The down side to geothermal is that in countries that do not have access to open geothermal vents, it could be a serious engineering work to establish, and some places, like Yellowstone Park in the U.S. might be suitable, but I sure as hell wouldn't start mucking around there.

Drilling that deep is hugely expensive so no, it isn't our best bet.

[Flipside]

I didn't say bet, I said option, not all options are available in all situations, and, as I mentioned in the post, it could be problematic in areas where the geothermal energy is not easily accessible, but for pure power/investment ratio, and, as I also mentioned, if research that is currently taking place turns out to be productive, it is the most reliable and cost-effective option, maybe not for everywhere, but near crust-depth drilling is certainly an option that should, and, as Bobbau mentioned, is, being investigated.

[perihelion]

Honestly, it isn't the drilling that is the biggest issue.  We are capable of achieving depths today where we can reach rock with temperatures up in the 500°F range.  That's more than hot enough to run a geothermal plant.  It isn't easy or cheap to drill that far, and certainly you'd prefer to pick targets that are naturally hotter at a shallower depth.  But the reality is we've drilled wells in excess of 40,000 feet (12,000 meters) deep.  That technology is already adequate to the task of geothermal power, and it will only continue to improve.

The biggest issue I see is making it work with hot dry rock.  You could drop in some highly conductive material and essentially turn the well into a glorified radiator, but it won't take too long before you cool down the bottom of the well.  Part of the key to making geothermal work is drawing your heat from a fairly large area; just using the borehole itself isn't going to be enough for long-term use unless you are siphoning heat off at a really slow rate (slow enough to make the whole endeavor of questionable value).

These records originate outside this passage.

PR #5619, opened 2019-12-04
Use babel to create ie11 (es5) compatible build

nyurik:
This creates a build-es5/ dir, similar to Vega main repo.
I am not yet certain if this is required, or if tsc compiler
already creates ie11-compatible code as is.

Please:

- [ ] Make the PR atomic. (Fix one issue at a time.) Multiple relevant issues that must be fixed together? Make atomic commits so we can easily review each issue.

- [ ] Provide a concise title so we can easily copy it to the release note.

  - Mention relevant issues. (e.g., `Fix #1` / `Fix part of #1`)

- [ ] Lint and test (Run `yarn test`)

- [ ] Rebase onto the latest `master` branch

- [ ] Review your changeset first (to ensure code quality)

- For new features
  - [ ] Add new unit tests
  - [ ] Update the documentation under `site/docs/` + add examples

Tips:

- https://medium.com/@greenberg/writing-pull-requests-your-coworkers-might-enjoy-reading-9d0307e93da3 is a nice article about writing a nice pull request.
- Use draft PR for work in progress PRs / when you want early feedback (https://github.blog/2019-02-14-introducing-draft-pull-requests/)

### DIFF
--- a/.gitignore
+++ b/.gitignore
@@ -5,6 +5,7 @@ _site/
 .jekyll-metadata
 .yarnclean
 build/*
+build-es5/*
 coverage
 examples/all-examples.json
 examples/compiled/*.png
--- a/babel.config.js
+++ b/babel.config.js
@@ -1,0 +1,10 @@
+module.exports = {
+  presets: [
+    ['@babel/preset-env', {
+      targets: {
+        "ie": "11"
+      }
+    }]
+  ],
+  compact: false
+};
--- a/package.json
+++ b/package.json
@@ -26,7 +26,7 @@
   "scripts": {
     "build": "yarn build:only",
     "build:only": "yarn tsc:src && rollup -c",
-    "postbuild": "terser build/vega-lite.js -cm --source-map content=build/vega-lite.js.map,filename=build/vega-lite.min.js.map -o build/vega-lite.min.js && yarn schema",
+    "postbuild": "terser build/vega-lite.js -cm --source-map content=build/vega-lite.js.map,filename=build/vega-lite.min.js.map -o build/vega-lite.min.js && yarn schema && babel build/vega-lite.js --out-dir build-es5 --config-file ./babel.config.js",
     "prebuild:examples": "yarn build:only",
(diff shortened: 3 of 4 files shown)


domoritz:
I would strongly prefer not to add another dependency and instead just use tsc (if possible).

nyurik:
I would too, but this keeps it consistent with Vega lib itself, making sure it matches exactly the same output requirements/expectations.  With tsc, you will always have to match babel profile with tsc settings - not something that will remain consistent.  Besides, this is not like you are including a new binary, just using some extra tool in the build chain - not something that critical.

But again, it is still unknown if this is needed, will be doing some testing soon.

domoritz:
Makes sense. Maybe we can use babel instead of TSC to transpile Vega-Lite in general.

Vega and Vega-Lite have somewhat different build systems. Vega does not use much Typescript right now for example.

terencehonles:
> Makes sense. Maybe we can use babel instead of TSC to transpile Vega-Lite in general.
> 
> Vega and Vega-Lite have somewhat different build systems. Vega does not use much Typescript right now for example.

Using Babel instead of TSC would probably not be the best idea at this point in time.

[According to the announcement post:](https://devblogs.microsoft.com/typescript/typescript-and-babel-7/)

> # Caveats
> As we mentioned above, the first thing users should be aware of is that Babel won’t perform type-checking on TypeScript code; it will only be transforming your code, and it will compile regardless of whether type errors are present. ...

domoritz:
I see. Then let's just switch to tsc only.

terencehonles:
> I see. Then let's just switch to tsc only.

Just to be clear, the quote I pointing out was TS -> JS via Babel, **not** ES6 -> ES5 via Babel, and this PR would still work. I'm not sure if we want to continue down this route or #5920

terencehonles:
@nyurik looks like your PR effectively got in (although indirectly) :slightly_smiling_face:

domoritz:
Yep. Thank you @nyurik!

nyurik:
it's ok, only 4.5 months :)
Thanks for merging!

domoritz:
🦆 😇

To increase the area from which you are drawing heat, the old-school way is to just tap into an area that already has hot geofluid and produce that up the well.  In a dry rock application, you must supply the fluid yourself through (an) injector well(s), force it to meander through a large area of hot rock where it soaks up heat, and then force it into a production well from which it can be returned up to surface.  Then you have hot fluid on surface.  Most likely approach will be to run that hot fluid through a heat exchanger to heat water or some other fluid in a turbine loop.  The now-cooler produced fluid is pumped to the aforementioned injector wells, and the process repeats.  Unless you chose your formation very carefully (must have little-to-no natural porosity) and execute your hydraulic fracture of said formation perfectly, the amount of water that gets lost per cycle is going to be horrific.  That last bit is the biggest barrier at the moment to hot dry rock geothermal power.